-- Task requirements --
Scan the data for "skipchain" and copy the lines it appears in.

(Collected data entries)
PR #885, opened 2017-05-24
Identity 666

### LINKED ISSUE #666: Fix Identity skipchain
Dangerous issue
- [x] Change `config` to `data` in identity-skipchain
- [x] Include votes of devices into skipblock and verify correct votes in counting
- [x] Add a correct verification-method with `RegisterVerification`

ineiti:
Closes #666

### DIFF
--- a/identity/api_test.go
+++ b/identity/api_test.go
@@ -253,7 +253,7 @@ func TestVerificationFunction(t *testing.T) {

-- Your solution --
### LINKED ISSUE #666: Fix Identity skipchain
- [x] Change `config` to `data` in identity-skipchain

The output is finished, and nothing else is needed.